Pullman porters were men hired to work on the railroads as porters on sleeping cars. Starting shortly after the American Civil War, George Pullman sought out former slaves to work on his sleeper cars. Pullman porters served American railroads for 100 years from the late 1860s until late in the 20th Century.

Until the 1960s, Pullman porters were exclusively black, and have been widely credited with contributing to the development of the black middle class in America.

Under the leadership of A. Philip Randolph, Pullman porters formed the first all-black union, the Brotherhood of Sleeping Car Porters in 1925. Formation of the union was instrumental in the advancement of the Civil Rights Movement.


Pullman advertising poster, 1894

Prior to the 1860s, the concept of sleeping cars on railroads had not been widely developed. George Pullman pioneered sleeping accommodations on trains, and by the late 1860s, he was hiring only African-Americans to serve as porters. After the Civil War ended in 1865 Pullman knew that there was a large pool of former slaves who would be looking for work; he also had a very clear racial conception.[1] He was aware that most Americans, unlike the wealthy, didn’t have personal servants in their homes. Pullman also knew the wealthy were accustomed to being served by a liveried waiter or butler, but to staff the Pullman cars with "properly humble" workers in uniform was something the American middle class had never experienced. Hence, part of the appeal of traveling on sleeping cars was, in a sense, to have an upper class experience. From the very start, porters were featured in Pullman's ads promoting his new sleeper service. Initially, they were one of the features that most clearly distinguished his carriages from those of competitors, but eventually nearly all would follow his lead, hiring African-Americans as porters, cooks, waiters and Red Caps (railway station porters).[1]

While the pay was very low by the standards of the day, in an era of significant racial prejudice, being a Pullman porter was one of the best jobs available for African-American men. Thus, for black men, while this was an opportunity, at the same time it was also an experience of being stereotyped as the servant class and having to take a lot of abuse. Many passengers called every porter “George", as if he were George Pullman’s “boy” (servant), a practice that was born in the South where slaves were named after their slavemasters. The only ones who protested were other men named George, who founded the Society for the Prevention of Calling Sleeping Car Porters George, or SPCSCPG, which eventually claimed 31,000 members.[1] Although the SPCSCPG was more interested in defending the dignity of its white members than in achieving any measure of racial justice, it nevertheless had some effects for all porters. In 1926, the SPCSCPG persuaded the Pullman Company to install small racks in each car, displaying a card with the given name of the porter on duty. Of the 12,000 porters and waiters then working for Pullman, only 362 turned out to be named George. Stanley G. Grizzle, a former Canadian porter, titled his autobiography, My Name's Not George: The Story of the Brotherhood of Sleeping Car Porters.[2] Porters were not paid a livable wage and needed to rely on tips to earn enough to make a living. Walter Biggs, son of a Pullman porter, spoke of memories of being a Pullman porter as told to him by his father:

"One of the most remarkable stories I liked hearing about was how when Jackie Gleason would ride ... all the porters wanted to be on that run. The reason why? Not only because he gave every porter $100.00, but it was just the fun, the excitement, the respect that he gave the porters. Instead of their names being George, he called everybody by their first name. He always had like a piano in the car and they sang and danced and had a great time. He was just a fun person to be around."[3]

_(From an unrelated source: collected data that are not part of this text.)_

PR #2494, opened 2021-09-03
reexport `alloc::task::Wake`

ibraheemdev:
Per #2207.


ibraheemdev:
Should it be re-exported as `ArcWake` to avoid breakage?

taiki-e:
> Should it be re-exported as `ArcWake` to avoid breakage?

Since the default methods for Wake and ArcWake are different, this is breaking change anyway, and the re-export as ArcWake is not needed.

PR #2495, opened 2021-09-08
futures-util: add `StreamExt::count` method

petrosagg:
Works the same way as its `Iterator::count` counterpart


taiki-e (approved):
Thanks!

taiki-e:
Published in 0.3.19.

The number of porters employed by railroads declined as sleeping car service dwindled in the 1960s and as railroad lines went bankrupt due to competition from the airlines. By 1969, the ranks of the Pullman sleeping car porters had declined to 325 men with an average age of 63.[4]


File:Parlor car-Oriental Limited circa 1910s.JPG
A porter is shown vacuuming the carpet in a Great Northern Railway parlor car.
Porters serving in a dining car, circa 1927

A porter was expected to greet passengers, carry baggage, make up the sleeping berths, serve food and drinks, shine shoes, and keep the cars tidy. He needed to be available night and day to wait on the passengers. He was expected to always smile; thus the porters often called the job, ironically, “miles of smiles".[5]

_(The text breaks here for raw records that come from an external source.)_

PR #2497, opened 2021-09-15
Introduce an abortable mechanism into futures_util::io::copy & copy_buf

kazuki0824:
# Summary
When transferring data from one place to another using the copy_buf function, you may want to abort the operation in the middle of the transfer. Since the transfer is divided into small increments by internal buffers and probably must not be done at a time, the interruption logic can be implemented by checking for the interruption request at every poll_fill_buf().

# This patch has

- a bunch of modification that introduces a new behaviour, similar to what futures::abortable::Abortable does, into CopyBuf<T>.
- changes of return values coming from copy_buf(...) & copy(...). 
- changes of visibility of some Abortable-related private members, such as AbortInner and its children.

# How to use
Unlike before, copy() & copy_buf() returns the combination of Future and AbortHandle. If you want to abort the operation, you should extract the tuple and trigger the inner AbortHandle.

# Backward compatibility
If you want to fit the existing code to this change, all you have to do is simply adding ".0" after every copy_buf() or copy().


taiki-e:
Thanks for the PR!

- copy is a very common function, and most of its use cases do not require this feature. If you want to add this feature, I would prefer to add it as a separate function.

- Is it possible to do this same thing by implementing AsyncRead/AsyncWrite for Abortable? If so, that would be more generic and preferable.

It is not widely known that in the early 1900s, the heyday of luxury travel, the more luxurious trains also had African-American Pullman maids to care for women's needs, especially women with children. They were expected to assist ladies with their bath, be able to give manicures and dress hair, and assist with children.[6][7]

According to historian Greg LeRoy, "A Pullman Porter was really kind of a glorified hotel maid and bellhop in what Pullman called a hotel on wheels. The Pullman Company just thought of the porters as a piece of equipment, just like another button on a panel - the same as a light switch or a fan switch."[8] Porters worked 400 hours a month or 11,000 miles, sometimes as much as 20 hours at a stretch. They were expected to arrive at work several hours early to prepare their car, on their own time; they were charged whenever their passengers stole a towel or a water pitcher. On overnight trips, they were allocated only three to four hours of sleep—and that was deducted from their pay.[8] "It didn't pay a livable wage, but they made a living with the tips that they got, because the salary was nothing," says Lyn Hughes founder of the A. Philip Randolph Pullman Porter Museum. The museum is the only museum worldwide that is dedicated to black labor history with a significant focus on the Pullman Porters and other African American railroad employees. It is also the only museum that bears the name of A Philip Randolph and the Pullman Porters.[9] The porters were expected to pay for their own meals and uniforms and the company required them to pay for the shoe polish used to shine passengers' shoes daily.[9] There was little job security, and the Pullman Company inspectors were known for suspending porters for trivial reasons.[8]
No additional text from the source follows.